Before You Decide · March 27, 2026 · 6 min · By Jasper Aoki
Rhinoplasty Tip Grafts: Types, Uses, and How Surgeons Choose
Rhinoplasty tip grafts come in several distinct forms, each solving a different structural or aesthetic problem at the nasal tip.
The nasal tip is the most technically demanding zone in all of facial surgery, and rhinoplasty tip grafts are among the most powerful tools a surgeon has to reshape it. These small pieces of cartilage, harvested from the septum, ear, or rib, are placed with precision to define, project, rotate, or support the lower third of the nose. Understanding the major graft types and the clinical logic behind each one helps patients and observers alike make sense of operative reports, surgeon consultations, and the wide variation in outcomes seen across practices.
The nasal tip gets its shape from two lower lateral cartilages, also called alar cartilages, and the soft tissue envelope draped over them. When those cartilages are weak, asymmetric, over-resected in a prior surgery, or simply not shaped the way the patient and surgeon want, grafts become the structural solution. No suture technique alone can add volume that is not there, and no amount of soft tissue manipulation can replace a cartilaginous foundation that has collapsed or was never adequate to begin with.
The shield graft is perhaps the most recognizable tip graft in the rhinoplasty literature. Described in its modern form by Jack Sheen in the 1970s, it is a wedge of cartilage placed at the very front of the tip complex, mimicking the shape of a pointed shield. It adds definition and projection simultaneously, creating a visible breakpoint between the tip and the supratip. The shield graft works especially well in patients with a broad, underprojected, or poorly defined tip. Its edges must be beveled carefully, because in thin-skinned patients the corners can become visible or palpable years after surgery. Surgeons managing thin skin may cap the shield with a thin layer of crushed cartilage or fascia to soften the transition.
The cap graft is placed directly on top of the dome area, not in front of it. It adds subtle projection and rounds out an overly pointy or boxy tip without the dramatic forward thrust of a shield. Because it sits over the existing cartilage rather than extending beyond it, the cap graft is considered a more conservative intervention. Some surgeons use it as a finishing layer after suture refinement of the domes.
The onlay graft is a broader category that covers any cartilage placed on top of the tip structures to add volume, correct a depression, or camouflage an asymmetry. Onlay grafts are especially useful in revision rhinoplasty, where prior resection has left the tip flat or irregular. Crushed or diced cartilage wrapped in fascia is one variant, sometimes called the Turkish delight technique, though precise placement of a solid onlay remains more predictable in most hands.
The alar contour graft addresses a different problem entirely. Rather than projecting the tip, it supports the soft triangle and alar rim to prevent or correct retraction, notching, or collapse on inspiration. These thin slivers of cartilage are placed in a precise pocket along the rim and are invisible when done well. Alar rim grafts are among the most underused tip grafts in routine rhinoplasty and among the most valued in revision cases.
For any of these grafts to work reliably, the tip complex needs a stable foundation beneath it. That is where a columellar strut graft becomes relevant. The strut is not technically a tip graft, it sits in the columella between the medial crura, but it directly affects how tip grafts behave by preventing the entire construct from dropping or rotating over time. Surgeons planning a shield or cap graft often place a strut first to ensure the platform is solid before adding material at the tip.
Graft selection also cannot be separated from graft availability. Septal cartilage is the first choice for most tip grafts because it is flat, stiff, and easy to carve. Ear cartilage is softer and curved, which makes it less ideal for a sharp shield graft but acceptable for onlays and alar contour grafts. Rib cartilage, covered in depth as part of structural grafting in rhinoplasty, provides the most raw material and is the default in revision cases where the septum has already been harvested.

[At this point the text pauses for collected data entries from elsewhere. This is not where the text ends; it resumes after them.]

PR #66, opened 2026-02-07
[Antagonist] The Voidwalker

TrixxedHeart:
Design proposal for The Voidwalker, a mid-round ghostrole antagonist based on TG13 focused on abducting crew.

image


corresp0nd (approved):
seems cute and fun, i particularly like the note of the radio jammers being the way for crew to "fight" back without just like, gunning the thing down. i think it adds a lot of tension that works out really well for a midround. being permanently affected by the voidwalker's transformation is also a really fun thing to see, i really like the direction this is going!

PR #51, opened 2026-01-21
Judicial Process Changes

TheBoss913:
There was a convo about expanding on the Judicial Process, and this is something maybe.

PR #67, opened 2026-02-08
Court and Trials Reworked

ferynn:
Rework of the criminal sentencing system to spotlight trials, and lawyer/IAA/Magi interactions

See proposal doc.

Give comments pls

### DIFF
--- a/src/design-proposals/courtandtrials.md
+++ b/src/design-proposals/courtandtrials.md
@@ -1,19 +1,15 @@
-# Short, Properly Capitalized Title
+# Court and Trials
 
 Reworking the Legal System
 
 | Designers | Implemented | GitHub Links |
 |---|---|---|
-| Ferynn + Dev Chat | :white_check_mark: Yes or :warning: Partially or :information_source: Open PR or :x: No | PR Links or TBD |
+| Ferynn + Dev Chat | :x: No | PR Links or TBD |
 
-`Designers` should be the names that you use on GitHub and/or Discord. This is optional but strongly recommended, since:
 
-- This acknowledges credit where it is due
-- People who are confused about the written intent can use this information to contact the authors
+See this discord conversation for relevant parties
 
-`Implemented` is the status of the feature.
-
-Github links can include multiple PRs, if relevant.
+https://discord.com/channels/1276640157511979008/1276653734767755294/1460819328650706956
 
 ## Overview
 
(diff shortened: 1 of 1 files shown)


src/design-proposals/courtandtrials.md
```diff
@@ -0,0 +1,87 @@
...
+
+While charges are recommended by the prosecution, and they build their case to support them, all final decisions on charges are given by the presiding judge. If guilty of any crimes, the accused is sent to the brig for their sentence. If not, they are let go.
+
+A prisoner can waive their right to a trial and enter a guilty plea, to expedite the court process. While this does not always lead to reduced sentencing, the presiding judge should take cooperation into account. This allows for the creation of plea deals between the defense and judge, as well.
+
+### Required Dev Work
+
+To support this system, at minimum, a PDA app would need to be created, allowing for relevant parties to be pinged when a trial is imminent. A sample default set of PDAs including this would be the Warden, CC VIPs, Lawyers, and the HOS. Usage of a software cartridge would allow for this system to be included for a chosen Baliff. 
+
+This could be potentially expanded with further work into a more advanced system, so information could be transferred on the impending trial to relevant parties, and allowing for information to be sent back to the warden on sentences.
```
Joaco545: And lastly, I think players can handle this without needing a special app on the PDA.
Nanochat and an intercom in the courthouse should be more than enough

Joaco545: Yeah, exactly. A nanochat group for the court would fit this niche perfectly. As long as the bailiff or judge announces on the chat that the court will start soon, everyone will be notified

corresp0nd (changes requested):
my concerns remain largely the same from #51, i really just don't see trials working unless we decide to go in a very drastic direction with them. we can add SOP like this to solidify what is supposed to happen, but without any mechanical backing, i think they'll mainly just be ignored. i don't think this is necessarily the fault of the players here for refusing to interact with a system like this, but more so that it kind of sucks when 90% of cases are just Not going to go the way that we want them to. players will try it out at first, realize it sucks, and then dread playing this specific part of the game so much that they avoid it. and trials are something where Everyone involved Needs to interact with it to work. 

for example. we want trials to be like, 10 minutes max, sure. we can both agree on that. but if we add a stipulation like "the time to get to the courthouse can be extended if there are extenuating circumstances" then 90% of the rounds are going to have some sort of extenuating circumstance. that's the pitch of the game, we're playing a disaster sim. trials objectively cannot be something super structured (where the chaos comes from inside the courthouse rather than outside of it), but we also need that really strict structure for them to remain a footnote of the game and not the entire gameplay. 

hopefully this better explains where im coming from when i say i dont like trials are going to work. i think, theoretically, we can do Something with the idea, but we need to be a lot more drastic with what we even consider "court gameplay" in the first place. i also do not believe this is something that can be achieved through just SOP and paperwork structure, even though that is what people like about these roles. there needs to be some sort of strong, mechanical system backing these types of systems, even if they don't necessarily seem like they should have a system like that.

ferynn:
I think most trials could get done within a minute or two honestly. Most crimes are pretty open and shut. I do share the concern on the time of them potentially dragging on.

I don’t agree though about the first bit. About things being ignored. Trials currently are an optional system for long drawn out appeals basically, currently. 

Something like this is different in that it entirely shifts the job of who assigns sentences. People would have to interact with it in at least minimal capacity, as the Warden simply wouldn’t be allowed to sentence anymore.

Even if it was just 30 second rubber stamp trials, some effort would have to be made to shift towards courts and procedural process for crimes. They wouldn’t be able to just ignore it and do something entirely different.

pirakaplant:
Looks good to me! No notes.

PR #68, opened 2026-02-11
ID & Contracts

MoxieIsMoxie:
This doc is to expand on some of the ideas of Unions and Scrip docs and overhaul some current systems to pull them into a more unified vision before attempting implementation.

 Let the class disparity begin.


corresp0nd (approved):
this is really cute and seems like a lot of fun, plus it pretty much perfectly fits into the type of world we're looking to try and communicate. i honestly don't have a lot to say about it, though when you start implementing some things you might run into some nitpicks from me. i would work on the security ticket and scanner stuff later, though. i think there's a couple other folks who have their own takes on the direction security should go and it's probably good to talk with them about stuff like this

PR #69, opened 2026-02-12
CT Scanner Machine

vivry:
This is a proposal for the addition of a CT scanner to med. It will mostly replace the functionality of the health analyzer. I will start implementing this soon, so let me know what you think about it!

### DIFF
--- a/src/design-proposals/scanner.md
+++ b/src/design-proposals/scanner.md
@@ -1,0 +1,62 @@
+# Medical CT Scanner
+
+| Designers | Implemented | GitHub Links |
+|---|---|---|
+| vivry | :x: No | TBD |
+
+## Overview
+
+This proposal aims to introduce more depth, complexity and RP potential to the medical department by adding a new machine that loosely replicates a CT scanner from real life. This machine would replace the functionality of the health analyzer, providing an exhaustive outline of a patient's status.
+
+## Background
+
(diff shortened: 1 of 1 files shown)


corresp0nd (changes requested):
i think this is cute and a good take on health analyzers, but before you require the usage of it you GOTTA improve triage gameplay. it's fine that we want to slow down medical gameplay a lot like this, but in high stress situations this is just going to piss people off and cause a lot lot more medical mispractice. there needs to be a way for medical to say "Ok this person is about to die they are going to get epi and a stay in the super fast ward" versus knowing that like, someone just has an upset tummy and 10 poison damage. and people need to be able to communicate that difference near instantly because every second counts in this type of situation.

vivry:
Yeah, on closer inspection I agree with you. I was already a bit worried about the pace of treatment itself, which is why I'm also making some amends to try and soften the blow. When I was writing the doc, I assumed that triage could be done just via the inspect menu, but it may not be descriptive enough to provide effective results. I was considering some ways of making it faster. Which approach do you think would be better for improving this? Let me know what you think and I'll edit the doc for re-review.

1. Improving the inspect (shift-click -> health) menu, especially by providing visible signs to exceeding high thresholds for all damage types.
2. Instead of making health analyzers restricted to CMO, making it so that they only provide the total amount of damage on someone, without any further specifics. This lets med triage people by just clicking on everyone and sorting them by the biggest number, but without giving away the actual course of action for treatment. Knowing what to treat would still require asking the patient in simpler cases or using the CT scanner in more complex cases.
3. Same as 2, but instead of the sum of all damages, show only what the highest damage value is, without mentioning what its type is.

corresp0nd:
i think option 2 would be the easiest to help integrate people into this workflow, but tbh it doesn't Need to be the med scanner at all. i think you could use the medhud for the same purpose or make something entirely new, if you want. either way i don't think any of the options are Bad directions to go in, so it's really up to you

vivry:
Alright! Using the med hud is a good idea, but what would I need to change for it to make triage better for medical staff? I tested it and it already shows someone's damage at a glance, as well as whether they're critical or dead. Now that I think about it, it already performs this exact function of quickly letting its user see the total damage on someone. It just doesn't show the actual numbers, but it effectively does the same thing by visualizing how close someone is to being crit or dying.

corresp0nd:
yeah.... probably.... idk jsut go for it

corresp0nd (approved):

PR #73, opened 2026-02-14
Quylon Species

SophiaImpetus:
Quylons are a lithoid species conceptualized to be a severely challenging pick for players, but stand out in uniqueness and contribute to a more authentic sci-fi and occult atmosphere on the  station.

Currently a draft PR as I feel there are a lot of potential issues here that need to be thought over and resolved before considering it a finalized proposal. Will a scavenger hunt be too time consuming or demand too much attention in each round for instance? @MoxieIsMoxie suggested changing this to a more simple goal of performing the ritual at a randomly selected location on the station, which may still pose some obstacles without being as extreme. Would this be preferable?

Comments and feedback greatly appreciated here.


Terkala:
What niche does this species fill? It seems to have some pretty massive upsides for antagonists (ie: nukies who are functionally immune to lasers), with a downside that is either completely irrelevent, or entirely crippling, and the two cases may be out of their control. Balancing something with a massive advantage and a massive disadvantage is always going to be tricky.

This could mean that a command member of this species would just be doomed to die at the 50 minute mark if they get an unlucky roll of what items they require.

I'd say to ditch the attenuation and heat resistance entirely. Lacking hands (and insuls) and boots is already a massive drawback, that justifies the unslippable upside.

SophiaImpetus:
> What niche does this species fill? It seems to have some pretty massive upsides for antagonists (ie: nukies who are functionally immune to lasers), with a downside that is either completely irrelevent, or entirely crippling, and the two cases may be out of their control. Balancing something with a massive advantage and a massive disadvantage is always going to be tricky.
> 
> This could mean that a command member of this species would just be doomed to die at the 50 minute mark if they get an unlucky roll of what items they require.
> 
> I'd say to ditch the attenuation and heat resistance entirely. Lacking hands (and insuls) and boots is already a massive drawback, that justifies the unslippable upside.

The gameplay niche is supposed to be that species which add additional challenges to each round are fun, and there is a lack of them on funky. The roleplay niche is having a much more alien feeling species than is currently available. 

It is fair to say that the current design outline has gone too far in both respects.
Stuff like the heat resistance is just flavor. In hindsight it doesn't even make sense, with blood that can boil and fragile crystals that might warp under heat. And yeah given the game balance concerns I will change it. Fire immunity might be more reasonable?

Attenuation I feel is integral to the flavor of them, removing it entirely would remove a significant part of the gameplay which makes the roleplay tangible in game terms. I do find the danger of it fun, I think having a magical recharge system is cool, but it doesn't need need to be expressed in such harsh terms as psuedo round removal. Alternatively if it is expressed like that, maybe the requirements to de-attenuate is the issue. Or both sides of the equation need to be changed.

PR #74, opened 2026-02-19
HUD Removal (& the Panopticon Helmet)

pirakaplant:
Everything you need to read is in the doc itself.

HAz9_KiaAAEc3me

### DIFF
--- a/src/design-proposals/hud-removal-panopticon-helmet.md
+++ b/src/design-proposals/hud-removal-panopticon-helmet.md
@@ -1,0 +1,83 @@
+# HUD Removal (& the Panopticon Helmet)
+
+| Designers | Implemented | GitHub Links |
+|---|---|---|
+| pirakaplant | :x: No | TBD |
+
+## Overview
+
+This is a proposal to remove all HUD eyewear from the game in favour of existing, non-HUD eyewear as appropriate. Warden will get a helmet that helps them surveil the brig instead, for gameplay and aesthetic reasons.
+
+## Background
+
+Lately, there has been a lot of discussion concerning the direction we want to go in, both aesthetically and mechanically. Security glasses have been brought up in tech-level discussions in #lore as both something that does not fit our aesthetic and an example of QOL slop that negatively impacts roleplay.
+
+When writing this document, I took a look at the other HUDs, and realised that none of them actually justify their own existence either (see Game Design Rationale).
+
+## Features to be added (well, mostly removed)
+
+- The security glasses and its variants will be removed from the game.
+- The medical HUD and its variants will be removed from the game.
+- The diagnostic HUD and its variants will be removed from the game
+- The administrative glasses and its variants will be removed from the game.
+- The beer goggles will be removed from the game.
+
+Instead:
+
+- Jobs that had security or administative glasses instead get sun glasses (except HOP since their version didn't have flash protection to begin with).
+- The Warden will recieve a panopticon helmet (see below).
+- The "table sliding" ability of the beer goggles would instead be relegated to "bartender gloves" or something similar.
+- Sunjar glasses will be an option to aesthetically replace the security jamjar glasses (and also provide more options to the captain and other jobs which had admin glasses).
+
+### Panopticon Helm
+
+A bulky, white helmet with an opaque, adjustable visor that covers the eyes. It hums like a distant, untuned TV. A lopsided radio antenna sticks out the top. An icon of an eye is stencilled onto the front.
+
+The panopticon helm can be found in the Warden's locker. It can be worn in the helmet slot. It slows the wearer down slightly and provide mild protection from brute damage.
+
+As long as the eyewear slot is free, the wearer can lower a viewport over their eyes to tap into the Security department's cameras (either through the context menu or the action bar, like a hardsuit's helmet). This provides flash protection and security HUD vision (minus mindshield status). It also removes line-of-sight, but only renders tiles viewable by Security's cameranet, showing everything else in static (like the Station AI's view). Getting EMP'd will also cover the visor's vision in static for a short while.
+
+## Game Design Rationale
+
+### Aesthetic Consistency
+
+The art and lore teams are trying to establish a more consistent tech level (1980s cassette futurism) across the board, and I believe our design should take that into consideration. When it comes to digital interfaces in the game, they should either be attached to a large, immobile mainframe (such as consoles) or relatively simple in function and implementation.
+
+While heads-up-displays *as a technology* definitely existed in the time period we are drawing from, it was mostly limited to aircraft cockpits, with head-mounted HUDs being cumbersome and experimental (hence the design of the panopticon helm). Of course, this is a science fiction setting where artistic liberties are taken with future technology, but Google-Glass-style eyewear does not fit in with the style of tech we envision the crew using.
+
+### Maximizing Roleplay Potential (Avoid QOL slop)
+
+Almost all HUD eyewear is inherently QOL slop.
+
+Security HUDs exist to save a security officer from spending a single second checking someone's ID. This stifles any opportunity for subterfuge that doesn't involve either taking someone else's ID or using an agent ID. If we removed them, anyone with a reason to be deceptive about their job or position has the chance to sneak past inattentive officers, instead of being busted by a superfluous UI element. Security officers can ask to see someone's ID if they're out of range, which is more interesting roleplay than just instantly knowing.
+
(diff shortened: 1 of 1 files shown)


mkanke-real:
I dig it. I really want to see the ripple effects of this, especially if we can add more ways to subtly hide your identity. It gives a lot more options than just going loud as soon as your identity is known which leaves more RP avenues.

vivry:
I think this has very interesting implications in terms of faking privileged access with sec and command. But I wanted to say that my own proposal, #69, kind of needs the medical HUD, or something that acts like it. The PR is supposed to improve med by removing health analyzers and replacing them with a bigger and slower scanner machine. However, med staff will need the ability to quickly triage patients more than ever, since they now won't be able to just mass scan everyone in the lobby. They need to be able to instantly sort the patients by urgency. This can be done with just a nerfed health analyzer that only shows overall damage (which is what I considered doing and might end up doing if this goes ahead), but the medical HUD already does the same thing, and it's already implemented. Regardless of my PR, med will probably head in the direction of being more crunchy and authentic, with proper diagnostic gameplay, so this will need to be a consideration.

pirakaplant:
> However, med staff will need the ability to quickly triage patients more than ever, since they now won't be able to just mass scan everyone in the lobby. They need to be able to instantly sort the patients by urgency.

Surely the inspect menu works for this? You can get the severities of injuries and their types with two clicks. Some damage types are "invisible", but that's the exception, and patients can just explain they're poisoned or whatever in the off chance that it comes up.

masterelzoi:
while i cant comment for med. i think this is a terrible idea for security. This is going to introduce the rev issue for all other conversion antagonists. With no way to verify mind shield status, criminals are going to be getting dragged back to sec repeatedly, unless communication is on point 100% of the time, which lets be honest isn't gonna be the case in most rounds. I would hate for blood and cosmic cult rounds becoming TDM because security cannot trust anyone who isn't shielded, which now extends to everyone, as we cant tell for anyone. I think this is needless removing a feature, when there is already a lot of ways to evade the sechud. At the minimum a device needs to be added in place to verify mind shield status, even if is a big stationary thing in sec. This is also inconsistent with the way borgs function and how they identify crew. This will also encourage power gaming in sec, as you CAN identify mindshields by attempting to inject someone with a mind shield will only allow it if they aren't shielded. I think sec carrying around mindshields to check especially in conversion antags is a bad idea.

DeltaSS14:
> Surely the inspect menu works for this? You can get the severities of injuries and their types with two clicks. Some damage types are "invisible", but that's the exception, and patients can just explain they're poisoned or whatever in the off chance that it comes up.


So, I'm not in favor of removing the medhud alltogether. I am much more in favor of the reworked idea for a medical scanner, but keeping an easy and quick indicator for medical information. Sure the inspect button works right now, but it's rather clunky (why is it not just on the immediate page for inspecting someone) and has various damage types missing (you can't ask em if they are crit or dead, and often times people don't know why they are hurt.) With that, I think you *should* be able to look around a room and get a vague idea if someone is utterly beat to a pulp or has a minor bruise. Inspecting just doesn't allow you to do this quickly, and it's also not visible on sprites enough to do it without some kind of indicator.

I understand that the medhud feels very much "video game health bar", but I'd rather see a proposal to rework them other than just outright removal. Something like removing the health bar but keeping a status indicator for example (stable, crit, dead), or allowing people to put indicators on patients for other docs to see and show priority (RMC has this.)

I am very much in favor of changing the medical system, and something like conditional med would fix a lot of the gamified issues med has, I don't think just outright removing medhud accomplishes much of anything to be honest. At the end of the day, shitmed is a system based on a single health bar, just trying to pretend it isn't won't fix the system.

I think the idea of being able to apply indicators onto patients, that people with a medhud can see without inspecting, would be the best way to go about it. This would make medical actually triage, and force more communication within the department.

Catazeus:
I like this proposal, however, the only issue with it I can see is lack of ability to distinguish mindshielded personnel. As I put in my similar proposal I posted on Funky Discord server, mindshielded people that are flashed will have their eyes light up.

However, to embrace sec redux and avoid powergaming/metagaming, flashes need to cause actual negative effects on eyes. And the lamp in interregation room would need to be beefed up so it isn't taken by every secoff.

**To sum it up:**
- Flashing people with a mindshield or (enabled) fake mindshield will make their eyes flash white with a context popup ("_Urist's eyes flash white_").
- Flashing people excessively (>2 times in short span) causes stacking, curable, permanent bit of blindness (go get oculine).
- Lamp in interrogation room is apparently an infinite flash! Make it 4x4 and large so it doesn't fit easily anywhere.

pirakaplant:
@masterelzoi 

> i think this is a terrible idea for security. This is going to introduce the rev issue for all other conversion antagonists. With no way to verify mind shield status, criminals are going to be getting dragged back to sec repeatedly, unless communication is on point 100% of the time, which lets be honest isn't gonna be the case in most rounds. I would hate for blood and cosmic cult rounds becoming TDM because security cannot trust anyone who isn't shielded, which now extends to everyone, as we cant tell for anyone.

I think the warden or HOS should be doing bookkeeping concerning who gets a mindshield, and that person should be doing the mindshielding or calling the shots on who gets mindshielded. If communication issues arise from that, so be it, that's part of the game.

> I think this is needless removing a feature, when there is already a lot of ways to evade the sechud.

This is the same argument that people used against our greencomms changes, particularly with the radio jammer. You shouldn't need specialised equipment or abilities like an Agent ID to get around the magic cop glasses that don't even fit with the tech level we're going for.

> This is also inconsistent with the way borgs function and how they identify crew.

Borgs can just get a "crew"/"not crew" icon instead of the job icon. Also, whole machine with its own visual processing system being able to read IDs is more authentic than a thin sheet of glass doing so.

> This will also encourage power gaming in sec, as you CAN identify mindshields by attempting to inject someone with a mind shield will only allow it if they aren't shielded. I think sec carrying around mindshields to check especially in conversion antags is a bad idea.

We can make the implant removal backfire trigger if something like this happens.

@DeltaDnDsolutions

> Sure the inspect button works right now, but it's rather clunky (why is it not just on the immediate page for inspecting someone) and has various damage types missing (you can't ask em if they are crit or dead, and often times people don't know why they are hurt.)

I wouldn't be opposed to putting it on the main tab (along with ID) if it doesn't bloat up the description too much.

You can use medtek/analyzer for the latter, and if we end up replacing that with something bigger, toxin and genetic (which I'm pretty sure are the only two damage types that don't have a description) are edge cases enough that there wouldn't be a major inconvenience caused by removing medhuds.

> I understand that the medhud feels very much "video game health bar", but I'd rather see a proposal to rework them other than just outright removal. Something like removing the health bar but keeping a status indicator for example (stable, crit, dead), or allowing people to put indicators on patients for other docs to see and show priority (RMC has this.)

Stable/Crit/Dead is something that pretty much everyone can see with their eyes, and as a result doesn't need a HUD in the first place.

In theory I like the tag idea, but any device that can do this that isn't a big bulky machine is going to feel inauthentic to our art direction. These could be physical tags that actually attach to the patient or their bed instead.

@Catazeus

I actually like your idea thematically, and if security bookkeeping mindshields is actually too much of a hassle this is what I'd go for. Maybe the fake mindshield implant could be replaced with smart glass contacts that fake the effect.

DeltaSS14:
> Stable/Crit/Dead is something that pretty much everyone can see with their eyes, and as a result doesn't need a HUD in the first place.

I disagree with this. Given the amount of people that drag dead patients onto normal beds instead of stasis. I feel like if you as a doctor take a glance into the medical ward, you should be able to tell quickly who is dead, crit and stable. Sure you can shift click everyone, but that is much more tedious in a way that doesn't feel authentic.

> In theory I like the tag idea, but any device that can do this that isn't a big bulky machine is going to feel inauthentic to our art direction. These could be physical tags that actually attach to the patient or their bed instead.

Yeah, if we take the step of removing huds and going by tags then I think physical tags would be the way to go. They should be something you can clearly see on the sprite though, not just an inspect option. (think irl triage slap bands)

pirakaplant:
Sorry, been sidetracked.

@DeltaSS14

> I disagree with this. Given the amount of people that drag dead patients onto normal beds instead of stasis. I feel like if you as a doctor take a glance into the medical ward, you should be able to tell quickly who is dead, crit and stable. Sure you can shift click everyone, but that is much more tedious in a way that doesn't feel authentic.

It's not really tedious at all. It's literally a single input that instantly tells you everything you need to know in that regard. A medical scanner is more tedious than that. If anything, it's more difficult to tell that someone is dead or in a critical condition in many cases IRL (and realistically this is something the stethoscope could be used for if we decided to get rid of the dead inspect markers for whatever reason).

> Yeah, if we take the step of removing huds and going by tags then I think physical tags would be the way to go. They should be something you can clearly see on the sprite though, not just an inspect option. (think irl triage slap bands)

Yeah definitely.

PR #76, opened 2026-03-03
thief redesign concept

stormyatt:
very simple
1. The objective is now to put 10,000ish spaceos worth of stuff inside a bag they start with that has a ton of space
2. Pacifism is replaced with an objective not to kill

all changes are related to these two ideas

### DIFF
--- a/src/design-proposals/thief redeisgn concept.md
+++ b/src/design-proposals/thief redeisgn concept.md
@@ -1,0 +1,64 @@
+\#Thief Rework 
+
+| storm| Implemented | GitHub Links |  
+|---|---|---|  
+| stormyatt | :information\_source: Open PR and :x: No | TBD |
+
+\#\# Overview
+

The decision between graft types is rarely obvious from the outside. Surgeons assess tip projection, rotation, definition, skin thickness, and cartilage strength together before committing to a plan. A patient with thick sebaceous skin may need a more aggressive shield graft to punch through the soft tissue envelope, while a patient with thin skin and a prior over-resected tip may need nothing more than a carefully placed cap graft with a fascial overlay. For readers interested in how an experienced specialist navigates these layered decisions in practice, published clinical commentary from experienced surgeons offers a useful window into how tip graft choices are reasoned through in real cases.
Costs associated with rhinoplasty that involves tip grafting typically fall in the range of 8,000 to 18,000 dollars depending on complexity, geographic market, and whether the case is primary or revision. Revision cases requiring rib harvest sit at the higher end of that range or beyond it.
Tip grafting is not a single technique but a family of solutions, each matched to a specific structural problem. Knowing the difference between a shield, a cap, an onlay, and a rim graft is the first step toward understanding why two rhinoplasties that look similar on the surface can require entirely different surgical approaches beneath it.